[Stored data entries]
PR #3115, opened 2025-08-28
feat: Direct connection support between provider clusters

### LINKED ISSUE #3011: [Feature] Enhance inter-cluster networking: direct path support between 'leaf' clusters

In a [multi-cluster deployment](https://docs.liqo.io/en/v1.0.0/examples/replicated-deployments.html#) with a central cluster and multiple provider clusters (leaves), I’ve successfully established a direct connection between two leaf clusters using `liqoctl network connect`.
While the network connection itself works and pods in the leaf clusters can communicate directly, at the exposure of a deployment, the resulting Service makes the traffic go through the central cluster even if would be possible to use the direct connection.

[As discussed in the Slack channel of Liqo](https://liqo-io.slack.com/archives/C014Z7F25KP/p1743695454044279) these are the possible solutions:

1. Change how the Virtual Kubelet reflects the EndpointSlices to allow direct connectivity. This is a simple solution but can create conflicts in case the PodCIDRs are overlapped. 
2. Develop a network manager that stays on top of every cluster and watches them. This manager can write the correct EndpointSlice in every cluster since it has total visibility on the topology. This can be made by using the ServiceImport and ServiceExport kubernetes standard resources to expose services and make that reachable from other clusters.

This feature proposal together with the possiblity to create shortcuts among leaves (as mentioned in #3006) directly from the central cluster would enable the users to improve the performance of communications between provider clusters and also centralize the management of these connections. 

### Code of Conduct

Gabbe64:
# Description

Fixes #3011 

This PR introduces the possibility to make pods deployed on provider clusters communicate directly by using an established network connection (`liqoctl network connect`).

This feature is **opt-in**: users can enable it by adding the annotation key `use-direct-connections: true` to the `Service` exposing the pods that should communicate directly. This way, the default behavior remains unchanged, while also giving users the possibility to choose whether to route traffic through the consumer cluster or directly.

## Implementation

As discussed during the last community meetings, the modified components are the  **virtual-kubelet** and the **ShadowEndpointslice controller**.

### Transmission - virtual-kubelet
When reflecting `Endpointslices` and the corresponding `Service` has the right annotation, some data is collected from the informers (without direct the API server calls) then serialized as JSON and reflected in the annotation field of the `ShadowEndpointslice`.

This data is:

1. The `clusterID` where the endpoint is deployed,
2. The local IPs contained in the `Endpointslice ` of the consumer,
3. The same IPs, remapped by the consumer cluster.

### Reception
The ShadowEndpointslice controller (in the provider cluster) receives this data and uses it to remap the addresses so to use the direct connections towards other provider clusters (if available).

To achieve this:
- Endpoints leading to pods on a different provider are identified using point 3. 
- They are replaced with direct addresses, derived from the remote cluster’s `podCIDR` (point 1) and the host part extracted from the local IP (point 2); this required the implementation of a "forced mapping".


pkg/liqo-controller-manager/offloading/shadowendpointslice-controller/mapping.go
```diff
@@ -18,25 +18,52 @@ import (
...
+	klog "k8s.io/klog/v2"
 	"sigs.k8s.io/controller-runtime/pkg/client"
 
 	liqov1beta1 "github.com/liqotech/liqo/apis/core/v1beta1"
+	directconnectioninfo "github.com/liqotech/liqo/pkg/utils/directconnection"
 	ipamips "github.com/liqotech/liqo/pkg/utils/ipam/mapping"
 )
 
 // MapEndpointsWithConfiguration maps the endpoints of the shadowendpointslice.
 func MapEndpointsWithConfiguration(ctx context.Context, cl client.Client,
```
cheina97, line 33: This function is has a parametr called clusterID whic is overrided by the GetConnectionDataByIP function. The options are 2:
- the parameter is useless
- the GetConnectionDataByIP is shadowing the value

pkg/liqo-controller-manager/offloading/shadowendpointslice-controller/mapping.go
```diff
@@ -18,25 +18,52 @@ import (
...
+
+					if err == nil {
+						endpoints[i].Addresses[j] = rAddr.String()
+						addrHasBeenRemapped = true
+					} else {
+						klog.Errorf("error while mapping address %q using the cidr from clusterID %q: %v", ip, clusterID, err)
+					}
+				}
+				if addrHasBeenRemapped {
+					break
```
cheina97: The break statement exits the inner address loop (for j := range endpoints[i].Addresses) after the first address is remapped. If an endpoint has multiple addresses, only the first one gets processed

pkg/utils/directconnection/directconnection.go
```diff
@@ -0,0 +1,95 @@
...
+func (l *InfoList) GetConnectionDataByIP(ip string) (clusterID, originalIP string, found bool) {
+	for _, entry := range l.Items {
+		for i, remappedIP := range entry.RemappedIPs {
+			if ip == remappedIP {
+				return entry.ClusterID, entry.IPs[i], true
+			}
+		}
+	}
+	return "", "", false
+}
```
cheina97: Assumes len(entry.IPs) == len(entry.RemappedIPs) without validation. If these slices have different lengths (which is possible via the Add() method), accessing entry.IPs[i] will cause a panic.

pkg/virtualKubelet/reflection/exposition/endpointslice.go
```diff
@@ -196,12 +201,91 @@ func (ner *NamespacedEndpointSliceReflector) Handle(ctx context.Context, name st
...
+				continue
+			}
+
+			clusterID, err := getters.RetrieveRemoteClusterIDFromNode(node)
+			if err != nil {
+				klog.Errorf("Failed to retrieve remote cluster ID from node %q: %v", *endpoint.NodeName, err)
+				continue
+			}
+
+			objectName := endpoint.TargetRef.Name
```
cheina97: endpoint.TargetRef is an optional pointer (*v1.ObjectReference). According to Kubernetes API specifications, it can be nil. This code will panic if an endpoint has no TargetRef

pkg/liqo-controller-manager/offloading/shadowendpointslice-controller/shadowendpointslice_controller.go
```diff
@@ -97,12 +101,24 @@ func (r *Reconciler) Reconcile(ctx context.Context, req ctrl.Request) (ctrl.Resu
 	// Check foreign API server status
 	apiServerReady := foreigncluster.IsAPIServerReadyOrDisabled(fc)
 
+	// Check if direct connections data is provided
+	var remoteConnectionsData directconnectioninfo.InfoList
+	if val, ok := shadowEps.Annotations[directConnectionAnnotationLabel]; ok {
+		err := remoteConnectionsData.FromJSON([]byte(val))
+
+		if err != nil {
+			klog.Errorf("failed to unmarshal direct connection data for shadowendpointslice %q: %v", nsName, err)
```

◆ Work to complete
The full set of entries should appear again, unchanged, line by line.

◆ Worked solution
PR #3115, opened 2025-08-28
feat: Direct connection support between provider clusters

### LINKED ISSUE #3011: [Feature] Enhance inter-cluster networking: direct path support between 'leaf' clusters

In a [multi-cluster deployment](https://docs.liqo.io/en/v1.0.0/examples/replicated-deployments.html#) with a central cluster and multiple provider clusters (leaves), I’ve successfully established a direct connection between two leaf clusters using `liqoctl network connect`.
While the network connection itself works and pods in the leaf clusters can communicate directly, at the exposure of a deployment, the resulting Service makes the traffic go through the central cluster even if would be possible to use the direct connection.

[As discussed in the Slack channel of Liqo](https://liqo-io.slack.com/archives/C014Z7F25KP/p1743695454044279) these are the possible solutions:

1. Change how the Virtual Kubelet reflects the EndpointSlices to allow direct connectivity. This is a simple solution but can create conflicts in case the PodCIDRs are overlapped. 
2. Develop a network manager that stays on top of every cluster and watches them. This manager can write the correct EndpointSlice in every cluster since it has total visibility on the topology. This can be made by using the ServiceImport and ServiceExport kubernetes standard resources to expose services and make that reachable from other clusters.

This feature proposal together with the possiblity to create shortcuts among leaves (as mentioned in #3006) directly from the central cluster would enable the users to improve the performance of communications between provider clusters and also centralize the management of these connections. 

### Code of Conduct

Gabbe64:
# Description

Fixes #3011 

This PR introduces the possibility to make pods deployed on provider clusters communicate directly by using an established network connection (`liqoctl network connect`).

This feature is **opt-in**: users can enable it by adding the annotation key `use-direct-connections: true` to the `Service` exposing the pods that should communicate directly. This way, the default behavior remains unchanged, while also giving users the possibility to choose whether to route traffic through the consumer cluster or directly.

## Implementation

As discussed during the last community meetings, the modified components are the  **virtual-kubelet** and the **ShadowEndpointslice controller**.

### Transmission - virtual-kubelet
When reflecting `Endpointslices` and the corresponding `Service` has the right annotation, some data is collected from the informers (without direct the API server calls) then serialized as JSON and reflected in the annotation field of the `ShadowEndpointslice`.

This data is:

1. The `clusterID` where the endpoint is deployed,
2. The local IPs contained in the `Endpointslice ` of the consumer,
3. The same IPs, remapped by the consumer cluster.

### Reception
The ShadowEndpointslice controller (in the provider cluster) receives this data and uses it to remap the addresses so to use the direct connections towards other provider clusters (if available).

To achieve this:
- Endpoints leading to pods on a different provider are identified using point 3. 
- They are replaced with direct addresses, derived from the remote cluster’s `podCIDR` (point 1) and the host part extracted from the local IP (point 2); this required the implementation of a "forced mapping".


pkg/liqo-controller-manager/offloading/shadowendpointslice-controller/mapping.go
```diff
@@ -18,25 +18,52 @@ import (
...
+	klog "k8s.io/klog/v2"
 	"sigs.k8s.io/controller-runtime/pkg/client"
 
 	liqov1beta1 "github.com/liqotech/liqo/apis/core/v1beta1"
+	directconnectioninfo "github.com/liqotech/liqo/pkg/utils/directconnection"
 	ipamips "github.com/liqotech/liqo/pkg/utils/ipam/mapping"
 )
 
 // MapEndpointsWithConfiguration maps the endpoints of the shadowendpointslice.
 func MapEndpointsWithConfiguration(ctx context.Context, cl client.Client,
```
cheina97, line 33: This function is has a parametr called clusterID whic is overrided by the GetConnectionDataByIP function. The options are 2:
- the parameter is useless
- the GetConnectionDataByIP is shadowing the value

pkg/liqo-controller-manager/offloading/shadowendpointslice-controller/mapping.go
```diff
@@ -18,25 +18,52 @@ import (
...
+
+					if err == nil {
+						endpoints[i].Addresses[j] = rAddr.String()
+						addrHasBeenRemapped = true
+					} else {
+						klog.Errorf("error while mapping address %q using the cidr from clusterID %q: %v", ip, clusterID, err)
+					}
+				}
+				if addrHasBeenRemapped {
+					break
```
cheina97: The break statement exits the inner address loop (for j := range endpoints[i].Addresses) after the first address is remapped. If an endpoint has multiple addresses, only the first one gets processed

pkg/utils/directconnection/directconnection.go
```diff
@@ -0,0 +1,95 @@
...
+func (l *InfoList) GetConnectionDataByIP(ip string) (clusterID, originalIP string, found bool) {
+	for _, entry := range l.Items {
+		for i, remappedIP := range entry.RemappedIPs {
+			if ip == remappedIP {
+				return entry.ClusterID, entry.IPs[i], true
+			}
+		}
+	}
+	return "", "", false
+}
```
cheina97: Assumes len(entry.IPs) == len(entry.RemappedIPs) without validation. If these slices have different lengths (which is possible via the Add() method), accessing entry.IPs[i] will cause a panic.

pkg/virtualKubelet/reflection/exposition/endpointslice.go
```diff
@@ -196,12 +201,91 @@ func (ner *NamespacedEndpointSliceReflector) Handle(ctx context.Context, name st
...
+				continue
+			}
+
+			clusterID, err := getters.RetrieveRemoteClusterIDFromNode(node)
+			if err != nil {
+				klog.Errorf("Failed to retrieve remote cluster ID from node %q: %v", *endpoint.NodeName, err)
+				continue
+			}
+
+			objectName := endpoint.TargetRef.Name
```
cheina97: endpoint.TargetRef is an optional pointer (*v1.ObjectReference). According to Kubernetes API specifications, it can be nil. This code will panic if an endpoint has no TargetRef

pkg/liqo-controller-manager/offloading/shadowendpointslice-controller/shadowendpointslice_controller.go
```diff
@@ -97,12 +101,24 @@ func (r *Reconciler) Reconcile(ctx context.Context, req ctrl.Request) (ctrl.Resu
 	// Check foreign API server status
 	apiServerReady := foreigncluster.IsAPIServerReadyOrDisabled(fc)
 
+	// Check if direct connections data is provided
+	var remoteConnectionsData directconnectioninfo.InfoList
+	if val, ok := shadowEps.Annotations[directConnectionAnnotationLabel]; ok {
+		err := remoteConnectionsData.FromJSON([]byte(val))
+
+		if err != nil {
+			klog.Errorf("failed to unmarshal direct connection data for shadowendpointslice %q: %v", nsName, err)
```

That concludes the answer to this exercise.